(Data items)
________________________________________

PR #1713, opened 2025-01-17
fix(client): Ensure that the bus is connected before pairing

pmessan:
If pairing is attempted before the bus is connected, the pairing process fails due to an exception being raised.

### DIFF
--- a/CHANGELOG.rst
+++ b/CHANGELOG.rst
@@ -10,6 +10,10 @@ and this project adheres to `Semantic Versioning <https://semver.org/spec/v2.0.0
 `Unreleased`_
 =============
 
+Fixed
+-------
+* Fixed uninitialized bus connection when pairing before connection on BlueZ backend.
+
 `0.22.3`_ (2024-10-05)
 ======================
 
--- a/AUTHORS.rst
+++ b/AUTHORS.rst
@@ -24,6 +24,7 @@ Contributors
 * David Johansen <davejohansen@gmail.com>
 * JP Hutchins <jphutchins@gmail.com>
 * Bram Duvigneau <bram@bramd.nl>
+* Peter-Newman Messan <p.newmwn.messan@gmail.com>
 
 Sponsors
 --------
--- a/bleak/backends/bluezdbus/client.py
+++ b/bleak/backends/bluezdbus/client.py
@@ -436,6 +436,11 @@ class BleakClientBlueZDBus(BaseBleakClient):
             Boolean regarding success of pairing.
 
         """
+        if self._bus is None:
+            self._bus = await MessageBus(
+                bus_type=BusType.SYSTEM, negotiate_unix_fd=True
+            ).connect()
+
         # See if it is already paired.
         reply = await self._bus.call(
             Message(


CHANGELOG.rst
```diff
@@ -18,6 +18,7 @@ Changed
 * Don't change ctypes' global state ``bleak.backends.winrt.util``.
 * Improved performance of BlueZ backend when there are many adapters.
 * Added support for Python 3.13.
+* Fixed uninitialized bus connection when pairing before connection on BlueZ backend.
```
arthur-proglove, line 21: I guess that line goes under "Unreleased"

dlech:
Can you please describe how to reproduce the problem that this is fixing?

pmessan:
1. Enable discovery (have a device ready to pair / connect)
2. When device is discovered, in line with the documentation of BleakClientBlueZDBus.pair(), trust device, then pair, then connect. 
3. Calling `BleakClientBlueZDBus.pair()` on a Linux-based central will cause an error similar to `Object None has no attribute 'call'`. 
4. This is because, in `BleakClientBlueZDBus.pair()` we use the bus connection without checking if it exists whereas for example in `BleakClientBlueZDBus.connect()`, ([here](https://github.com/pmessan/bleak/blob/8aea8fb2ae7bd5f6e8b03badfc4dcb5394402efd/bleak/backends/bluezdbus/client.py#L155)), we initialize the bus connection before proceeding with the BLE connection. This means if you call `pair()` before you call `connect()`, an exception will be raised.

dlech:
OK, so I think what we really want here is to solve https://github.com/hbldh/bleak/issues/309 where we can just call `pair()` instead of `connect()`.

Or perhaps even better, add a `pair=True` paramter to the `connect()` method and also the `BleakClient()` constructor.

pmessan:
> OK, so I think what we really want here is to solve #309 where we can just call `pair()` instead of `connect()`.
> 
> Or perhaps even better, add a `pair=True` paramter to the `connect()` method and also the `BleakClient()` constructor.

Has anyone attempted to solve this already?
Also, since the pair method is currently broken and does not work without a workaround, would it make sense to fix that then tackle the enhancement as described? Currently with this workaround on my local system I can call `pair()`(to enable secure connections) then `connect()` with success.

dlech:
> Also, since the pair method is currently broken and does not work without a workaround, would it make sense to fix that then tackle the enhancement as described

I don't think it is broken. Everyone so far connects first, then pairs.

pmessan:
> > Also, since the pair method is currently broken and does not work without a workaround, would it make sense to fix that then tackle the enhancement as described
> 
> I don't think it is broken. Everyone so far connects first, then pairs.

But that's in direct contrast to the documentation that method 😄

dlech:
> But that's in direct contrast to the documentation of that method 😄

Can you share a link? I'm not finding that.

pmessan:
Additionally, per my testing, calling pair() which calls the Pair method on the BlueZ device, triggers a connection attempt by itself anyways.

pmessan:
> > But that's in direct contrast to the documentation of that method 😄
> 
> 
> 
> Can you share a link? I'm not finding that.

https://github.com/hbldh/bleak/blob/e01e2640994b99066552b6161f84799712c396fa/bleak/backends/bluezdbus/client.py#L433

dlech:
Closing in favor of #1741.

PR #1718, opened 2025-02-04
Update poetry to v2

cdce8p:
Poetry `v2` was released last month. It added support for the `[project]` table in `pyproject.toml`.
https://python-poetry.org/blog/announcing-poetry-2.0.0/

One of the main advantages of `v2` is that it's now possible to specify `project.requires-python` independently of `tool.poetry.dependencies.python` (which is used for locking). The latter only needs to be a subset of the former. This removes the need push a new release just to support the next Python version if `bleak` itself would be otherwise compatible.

________________________________________

Exercise: All lines of the data above must be returned exactly.

Solution to this problem:
PR #1713, opened 2025-01-17
fix(client): Ensure that the bus is connected before pairing

pmessan:
If pairing is attempted before the bus is connected, the pairing process fails due to an exception being raised.

### DIFF
--- a/CHANGELOG.rst
+++ b/CHANGELOG.rst
@@ -10,6 +10,10 @@ and this project adheres to `Semantic Versioning <https://semver.org/spec/v2.0.0
 `Unreleased`_
 =============
 
+Fixed
+-------
+* Fixed uninitialized bus connection when pairing before connection on BlueZ backend.
+
 `0.22.3`_ (2024-10-05)
 ======================
 
--- a/AUTHORS.rst
+++ b/AUTHORS.rst
@@ -24,6 +24,7 @@ Contributors
 * David Johansen <davejohansen@gmail.com>
 * JP Hutchins <jphutchins@gmail.com>
 * Bram Duvigneau <bram@bramd.nl>
+* Peter-Newman Messan <p.newmwn.messan@gmail.com>
 
 Sponsors
 --------
--- a/bleak/backends/bluezdbus/client.py
+++ b/bleak/backends/bluezdbus/client.py
@@ -436,6 +436,11 @@ class BleakClientBlueZDBus(BaseBleakClient):
             Boolean regarding success of pairing.
 
         """
+        if self._bus is None:
+            self._bus = await MessageBus(
+                bus_type=BusType.SYSTEM, negotiate_unix_fd=True
+            ).connect()
+
         # See if it is already paired.
         reply = await self._bus.call(
             Message(


CHANGELOG.rst
```diff
@@ -18,6 +18,7 @@ Changed
 * Don't change ctypes' global state ``bleak.backends.winrt.util``.
 * Improved performance of BlueZ backend when there are many adapters.
 * Added support for Python 3.13.
+* Fixed uninitialized bus connection when pairing before connection on BlueZ backend.
```
arthur-proglove, line 21: I guess that line goes under "Unreleased"

dlech:
Can you please describe how to reproduce the problem that this is fixing?

pmessan:
1. Enable discovery (have a device ready to pair / connect)
2. When device is discovered, in line with the documentation of BleakClientBlueZDBus.pair(), trust device, then pair, then connect. 
3. Calling `BleakClientBlueZDBus.pair()` on a Linux-based central will cause an error similar to `Object None has no attribute 'call'`. 
4. This is because, in `BleakClientBlueZDBus.pair()` we use the bus connection without checking if it exists whereas for example in `BleakClientBlueZDBus.connect()`, ([here](https://github.com/pmessan/bleak/blob/8aea8fb2ae7bd5f6e8b03badfc4dcb5394402efd/bleak/backends/bluezdbus/client.py#L155)), we initialize the bus connection before proceeding with the BLE connection. This means if you call `pair()` before you call `connect()`, an exception will be raised.

dlech:
OK, so I think what we really want here is to solve https://github.com/hbldh/bleak/issues/309 where we can just call `pair()` instead of `connect()`.

Or perhaps even better, add a `pair=True` paramter to the `connect()` method and also the `BleakClient()` constructor.

pmessan:
> OK, so I think what we really want here is to solve #309 where we can just call `pair()` instead of `connect()`.
> 
> Or perhaps even better, add a `pair=True` paramter to the `connect()` method and also the `BleakClient()` constructor.

Has anyone attempted to solve this already?
Also, since the pair method is currently broken and does not work without a workaround, would it make sense to fix that then tackle the enhancement as described? Currently with this workaround on my local system I can call `pair()`(to enable secure connections) then `connect()` with success.

dlech:
> Also, since the pair method is currently broken and does not work without a workaround, would it make sense to fix that then tackle the enhancement as described

I don't think it is broken. Everyone so far connects first, then pairs.

pmessan:
> > Also, since the pair method is currently broken and does not work without a workaround, would it make sense to fix that then tackle the enhancement as described
> 
> I don't think it is broken. Everyone so far connects first, then pairs.

But that's in direct contrast to the documentation that method 😄

dlech:
> But that's in direct contrast to the documentation of that method 😄

Can you share a link? I'm not finding that.

pmessan:
Additionally, per my testing, calling pair() which calls the Pair method on the BlueZ device, triggers a connection attempt by itself anyways.

pmessan:
> > But that's in direct contrast to the documentation of that method 😄
> 
> 
> 
> Can you share a link? I'm not finding that.

https://github.com/hbldh/bleak/blob/e01e2640994b99066552b6161f84799712c396fa/bleak/backends/bluezdbus/client.py#L433

dlech:
Closing in favor of #1741.

PR #1718, opened 2025-02-04
Update poetry to v2

cdce8p:
Poetry `v2` was released last month. It added support for the `[project]` table in `pyproject.toml`.
https://python-poetry.org/blog/announcing-poetry-2.0.0/

One of the main advantages of `v2` is that it's now possible to specify `project.requires-python` independently of `tool.poetry.dependencies.python` (which is used for locking). The latter only needs to be a subset of the former. This removes the need push a new release just to support the next Python version if `bleak` itself would be otherwise compatible.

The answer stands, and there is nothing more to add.